Watching a movie in your living room is public broadcasting
Sunday, November 9th, 2008Did you know that you’re violating federal copyright law by watching a movie with a group of familiar acquaintances in your living room? Well, that’s apparently the deal here at BYU, anyway. I, along with my roommate and FHE group co-leader, have been cited in the books as copyright felons because we watched Ironman in the apartment lobby (during legal visiting hours!)
Frustratingly enough, nothing can be done about it. But, cringing in any regard to authority, I argue my case here. BYU’s housing guidelines (which nobody reads because generally they’re common sense…) state:
Also, please be aware that copyright laws prohibit showing video or DVD movies in common areas in or around the residence halls.
Oh do they now! I can prove that statement wrong in about a minute. Copyright laws do not prohibit showing videos or DVD movies in “common areas around the residence halls [at BYU]“. Find me one place in the law books where it says that BYU students can’t show that type of media in their dormitory living rooms.
“Common areas”… interesting words. Each apartment’s kitchen is as common as the lobby during visiting hours. The “lobby” is each apartment’s living room, basically. The R.A. that wrote us up (from Bowen Hall) used the term “public area” several times.
Thus “public” is synonomous with “common” (according a residence halls authority).

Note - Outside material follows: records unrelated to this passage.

PR #1858, opened 2020-12-10
Floating point geometry

wmww:
Will address #1829 when complete. Adds a new `geometry::generic::Wrapper` class and changes the ABI-stable `IntWrapper` to inherit from it.

Only minor issue is that to be generic, operations need to return `generic::Wrapper<Tag, int>` instead of `IntWrapper<Tag>`. The two can be implicitly converted between, but this can cause a problem in some cases. For example, if `std::max()` is called on an `IntWrapper` and a `generic::Wrapper`, it needs an explicit type to cast to.

When we break ABI, I would like to drop `IntWrapper` and make `Width`, `Height`, `X`, etc typedefs of the `generic::Type<int>`. This would fix those problems.


include/core/mir/geometry/dimensions.h
```diff
@@ -29,180 +30,43 @@ namespace mir
 /// and the operations that they support.
 namespace geometry
 {
-
 namespace detail
 {
+// TODO: On next ABI break, switch to just using Wrapper
 template<typename Tag>
-class IntWrapper
+class IntWrapper : public generic::detail::Wrapper<Tag, int>
```
AlanGriffiths, line 37: Why "public"? Do we really want enable conversions to base?

include/core/mir/geometry/dimensions.h
```diff
@@ -29,180 +30,43 @@ namespace mir
...
-        return (uint32_t)value;
     }
 
-    constexpr int as_int() const
+    template<typename U>
+    explicit constexpr IntWrapper(U const& value)
+        : generic::detail::Wrapper<Tag, int>{value}
     {
-        return value;
     }
```
AlanGriffiths, line 52:
```C++
    using generic::detail::Wrapper<Tag, int>::generic::detail::Wrapper<Tag, int>;
```

include/core/mir/geometry/dimensions.h
```diff
@@ -29,180 +30,43 @@ namespace mir
...
-
-// Dividing by a scaler value is fine
-template<typename Scalar>
-inline constexpr Width operator/(Width const& w, Scalar scale) { return Width{w.as_int() / scale}; }
-template<typename Scalar>
-inline constexpr Height operator/(Height const& h, Scalar scale) { return Height{h.as_int() / scale}; }
-template<typename Scalar>
-inline constexpr DeltaX operator/(DeltaX const& dx, Scalar scale) { return DeltaX{dx.as_int() / scale}; }
-template<typename Scalar>
-inline constexpr DeltaY operator/(DeltaY const& dy, Scalar scale) { return DeltaY{dy.as_int() / scale}; }
```
AlanGriffiths, line 188: The generic operators proposed do not replace these (they return the generic type not the derived type). Either the generic operators need to return the correct type, or these need to be reimplemented in terms of the generic operators.

AlanGriffiths (commented):
I know this is just draft, but I took a look anyway.

include/core/mir/geometry/dimensions.h
wmww: Yes, but they are implicitly and convertible to the the derived types at zero runtime cost, so the results turn into the derived types whenever we need them to. If we assign them to an `auto` variable they don't, but that's fine because the generic types can be used the same way. The only exception is when trying to use `std::min`/`max` with both generic and derived, but that only showed up a few places in the code base.

include/core/mir/geometry/dimensions.h
wmww: Yes

include/core/mir/geometry/dimensions.h
wmww: I'm not sure what this means :/

wmww:
This has now been significantly updated. The correct types are now returned. Will go through and make the rest of the types generic once I get a LGTM on what's already there

wmww:
Maybe we should pull the concept of a tagged value out of geometry? I'm coming across places in the Wayland frontend where I need it for other things (like making sure serials and touch IDs don't get mixed up). I know we have a non-geometry `IntWrapper` somewhere, but these things are `uint32_t`s, not `int`s.

Proposal: outside of geometry somewhere we have `Value<T>::Wrapper<Tag>` and then inside of geometry we define the geometry tags and the behavior of wrappers that use them. We can then make any non-geometry `IntWrapper` classes inherit from `Value<int>::Wrapper<Tag>` and use that directly in places that don't need to be ABI-stable.

include/core/mir/geometry/point_generic.h
```diff
@@ -0,0 +1,94 @@
...
+
+template<typename P, typename std::enable_if<std::is_base_of<detail::PointBase, P>::value, bool>::type = true>
+inline P& operator+=(P& lhs, typename P::template WrapperType<DeltaXTag> rhs) { lhs.x += rhs; return lhs; }
+template<typename P, typename std::enable_if<std::is_base_of<detail::PointBase, P>::value, bool>::type = true>
+inline P& operator+=(P& lhs, typename P::template WrapperType<DeltaYTag> rhs) { lhs.y += rhs; return lhs; }
+
+template<typename P, typename std::enable_if<std::is_base_of<detail::PointBase, P>::value, bool>::type = true>
+inline P& operator-=(P& lhs, typename P::template WrapperType<DeltaXTag> rhs) { lhs.x -= rhs; return lhs; }
+template<typename P, typename std::enable_if<std::is_base_of<detail::PointBase, P>::value, bool>::type = true>
+inline P& operator-=(P& lhs, typename P::template WrapperType<DeltaYTag> rhs) { lhs.y -= rhs; return lhs; }
```
AlanGriffiths, line 81: This use of `typename P::template WrapperType<Foo>` is an "enable_if" alternative?

AlanGriffiths (changes requested):
Not finished reviewing, but there are some obvious simplifications to be had.

include/core/mir/geometry/point_generic.h
wmww: I guess?? I'm not completely sure how this would be replaced by `enable_if`, but there's probably a way.

include/core/mir/geometry/dimensions.h
```diff
@@ -19,190 +19,55 @@
...
-    template<typename AnyInteger>
-    explicit constexpr IntWrapper(AnyInteger value) : value(static_cast<ValueType>(value)) {}
-
-    constexpr uint32_t as_uint32_t() const  // TODO: Deprecate this later
+    template<typename U>
+    constexpr IntWrapper(typename generic::Value<U>::template Wrapper<Tag> const& value)
+        : generic::Value<int>::Wrapper<Tag>{value}
     {
-        return (uint32_t)value;
     }
```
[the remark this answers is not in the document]
wmww: Nice!

include/core/mir/geometry/point.h
```diff
@@ -20,50 +20,25 @@
...
     constexpr Point() = default;
     constexpr Point(Point const&) = default;
     Point& operator=(Point const&) = default;
 
     template<typename XType, typename YType>
-    constexpr Point(XType&& x, YType&& y) : x(x), y(y) {}
-
-    X x;
-    Y y;
+    constexpr Point(XType&& x, YType&& y) : generic::Point<detail::IntWrapper>{x, y} {}
```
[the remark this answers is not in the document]
wmww: Nice!

wmww:
I've now switched all the classes over to be generic and have float versions (except for the multi-rectangle container, which isn't as widely used and I don't think is needed at this time).

include/core/mir/geometry/point_generic.h
AlanGriffiths: NM On looking closer I see what's going on.

include/core/mir/geometry/dimensions_generic.h
```diff
@@ -0,0 +1,290 @@
...
+    /// these restrictions (see the as_*() functions). int values (which are most values) should use the
+    /// derived IntWrapper class, and other types should use this directly.
+    template<typename Tag>
+    struct Wrapper: detail::ValueWrapperBase
+    {
+        using ValueType = T;
+        using TagType = Tag;
+        template<typename OtherTag>
+        using WrapperType = Wrapper<OtherTag>;
+        using IsGemetryWrapper = void; ///< Used to check if this is a geometry wrapper type
```
AlanGriffiths, line 65: I don't think this is used, and it is definitely wrongly spelt.

include/core/mir/geometry/dimensions_generic.h
```diff
@@ -0,0 +1,290 @@
...
+    /// width to a height or adding two x positions together). Of course, explicit casts are possible to get around
+    /// these restrictions (see the as_*() functions). int values (which are most values) should use the
+    /// derived IntWrapper class, and other types should use this directly.
+    template<typename Tag>
+    struct Wrapper: detail::ValueWrapperBase
+    {
+        using ValueType = T;
+        using TagType = Tag;
+        template<typename OtherTag>
+        using WrapperType = Wrapper<OtherTag>;
```
AlanGriffiths, line 64: On reflection, I think the biggest problem I had following this was the name and usage of `WrapperType`. It is a metafunction for creating a _WholeValue_ type based on the same underlying value type and applying a supplied tag.

I would probably have written something using the TMP style, like:
```c++
template<typename OtherTag>
struct Corresponding { using type = Wrapper<OtherTag>; };
```
With the usage:
```c++
template<typename P, typename std::enable_if<std::is_base_of<detail::PointBase, P>::value, bool>::type = true>
inline constexpr P operator+(P lhs, typename P::template Corresponding<DeltaXTag>::type rhs) { return{lhs.x + rhs, lhs.y}; }
```
I'm not sure that my preference is enough for a "request changes", but `Corresponding<DeltaXTag>::type` makes more sense to me than "WrapperType<DeltaXTag>".

AlanGriffiths (changes requested):
Does what it should, but at a minimum `IsGemetryWrapper` needs fixing.

include/core/mir/geometry/dimensions_generic.h
wmww: lol

include/core/mir/geometry/dimensions_generic.h
wmww: That sounds like a better idea for the naming. I'll keep that in mind when I make another pass over this.

wmww:
Ok, finally updated

include/core/mir/geometry/dimensions_generic.h
wmww: Dropped

include/core/mir/geometry/point_generic.h
```diff
@@ -70,24 +70,24 @@ inline constexpr bool operator != (P const& lhs, P const& rhs)
 }
 
 template<typename P, typename std::enable_if<std::is_base_of<detail::PointBase, P>::value, bool>::type = true>
-inline constexpr P operator+(P lhs, typename P::template WrapperType<DeltaXTag> rhs) { return{lhs.x + rhs, lhs.y}; }
+inline constexpr P operator+(P lhs, typename P::template Corresponding<DeltaXTag> rhs) { return{lhs.x + rhs, lhs.y}; }
```
AlanGriffiths, line 73: This repeated "`typename P::template Corresponding<DeltaXTag>`" incantation is annoying. It could be factored out with something like:

```C++
template<class GeometricType, typename Tag>
using corresponding = typename GeometricType::template Corresponding<Tag>;

inline constexpr P operator+(P lhs, corresponding<P, DeltaXTag> rhs) { return{lhs.x + rhs, lhs.y}; }
```

AlanGriffiths: Or even

```C++
template<class GeometricType, typename Tag, typename std::enable_if<std::is_base_of<detail::PointBase, GeometricType>::value, bool>::type = true>
using Convert= typename GeometricType::template Corresponding<Tag>;

template<typename Tag>
using ToCorresponding = Tag;

template<typename P>
inline constexpr P operator+(P lhs, Convert<P, ToCorresponding<DeltaXTag>> rhs) { return{lhs.x + rhs, lhs.y}; }
```

AlanGriffiths (approved):
This is an improvement, so happy to see it land. But there's still a bit that feels awkward and I've made a couple of alternative suggestions.

bors delegate=wmww

wmww:
Since it's a type, I assume it should be capitalized?

AlanGriffiths (approved):
bors r+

The US Code states:
17 U.S.C. § 101 (1988) (definition of “publicly”)
20. To perform or display a work “publicly” means –
(1) to perform or display it at a place open to the public or at any place where a substantial number of persons outside of a normal circle of a family and its social acquaintances is gathered; or
(2) to transmit or otherwise communicate a performance or display of the work to a place specified by clause (1) or to the public, by means of any device or process, whether the members of the public capable of receiving the performance or display receive it in the same place or in separate places and at the same time or at different times.Source: http://www.law.cornell.edu/uscode/17/usc_sec_17_00000101—-000-.html
Obviously, the absolutely substantial amount of three people gathered outside the normal circle of our FHE group family and our social acquaintances and totally transmitting the movie to those standing outside the window at the same time was very public and obviously falls within this definition.
That whole last paragraph was a load of sarcastic rubbish, by the way. (The window blinds were closed too.)

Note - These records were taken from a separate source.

PR #1860, opened 2020-12-14
Print help text to stdout instead of stderr

### LINKED ISSUE #1043: Mir help text printed to stderr
When `-h` or `--help` is used, the help text is printed to stderr instead of stdout. This is a problem from a usability standpoint (it makes it harder to grep for arguments) and a compatibility standpoint (everything else prints help text to stdout) and a theoretical standpoint (the help text is the output of the command, not a side effect).

wmww:
Fixes #1043

### DIFF
--- a/include/core/mir/abnormal_exit.h
+++ b/include/core/mir/abnormal_exit.h
@@ -24,11 +24,22 @@
 
 namespace mir
 {
+/// Indicates Mir should exit with an error message printed to stderr
 class AbnormalExit : public std::runtime_error
 {
 public:
     AbnormalExit(std::string const& what) :
         std::runtime_error(what)
+    {
+    }
+};
+
+/// Indicates Mir should exit with the given output (such as help text) printed to stdout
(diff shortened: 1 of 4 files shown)


AlanGriffiths (approved):
Reluctant approve. Reasons I don't like this:

1. Any actions related to exceptions ought to be taken in the "handler" not the "raiser"; and,
2. An empty string is not what the "handler" expects (nor should expect). That leads to a spurious blank line on stderr.

OTOH wiring through a `HelpExit` exception, or extending `AbnormalExit` to indicate the type of information carried is more work.

So, I won't bors yet and will allow someone else to have that honor.

wmww:
You're right of course, and it turned out it wasn't all that much trouble. I made an `ExitWithOutput` subclass of `AbnormalExit`. This way handlers that don't care about printing it to the right stream need only catch the one exception type.

AlanGriffiths (approved):
WFM

bors r+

So much for a public setting.
Title 17 also mentions this:
17 U.S.C. §110 Numb. (5) Paragraph (A)
Notwithstanding the provisions of section 106, the following are not infringements of copyright:
(5)(A) except as provided in subparagraph (B), communication of a transmission embodying a performance or display of a work by the public reception of the transmission on a single receiving apparatus of a kind commonly used in private homes, unless -
(i) a direct charge is made to see or hear the transmission; or
(ii) the transmission thus received is further transmitted to the public”

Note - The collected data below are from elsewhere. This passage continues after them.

PR #1861, opened 2020-12-15
Replace `exit()` with a signal-safe function.

AlanGriffiths:
Replace `exit()` with a signal-safe function.

See, for example, https://man7.org/linux/man-pages/man7/signal-safety.7.html


Saviq (approved):
LGTM

bors merge

PR #1863, opened 2020-12-16
Fix FTBFS on s390x

AlanGriffiths:
Fix FTBFS on s390x. ("Borrowed" code gets a benign compiler warning)

https://bugs.launchpad.net/ubuntu/+source/mir/+bug/1889166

Since neither this paragraph nor subparagraph B nor does the defintion of “publicly” apply to my situation, and since the only reference the BYU Housing Guidelines cite is the copyright law (not even creating their own, stricter “rules” - only enforcing the laws that already exist), in no way is the accusation made by the R.A. on duty valid at all.
Next, BYU Housing differentiates “video” and “DVD,” I’m assuming, to include both VHS and DVD video formats. Ironman was downloaded - yes, legally - from iTunes. I preordered it in September for about $15.00. It is neither VHS nor DVD, nor can it become such (thanks to DRM).
Looking extensively into Apple’s website, iTunes’ legal pages (scroll down to number 9 for Usage Rules) and various windows in iTunes, I’ve found only this warning applying to copyright:
FBI ANTI-PIRACY WARNING: UNAUTHORIZED COPYING IS PUNISHABLE UNDER FEDERAL LAW.
Okay. I didn’t do any copying. And, I’m sure they’ll let me know if they care if I ever violate their law… which I won’t, cause that would be stupid.
Did you know the movie, purchased from iTunes, doesn’t even have those usual FBI piracy warnings at the beginning? Obviously, the laws still apply - the laws which I have not broken (how the heck did I copy the movie anyway, according to that RA?) - but the movie does not have the warnings embedded in it. Probably doesn’t matter, but I thought it was interesting.
You know, what’s more is that when she originally came by and asked us what we were doing, informed us of our crime, and told me to turn the movie off, I turned off the movie without complaint. Okay, fair enough I initially thought. I prepared to go back inside my dorm and call it a night when she came back and wrote us up. So now we’re in the books. And hey, my roommate wasn’t even watching the movie; he was diddling on his laptop or something. But alas, guilt by association.
Should I be surprised?
I hoped to get away from this at BYU… I had enough issues with unjust authority at my high school.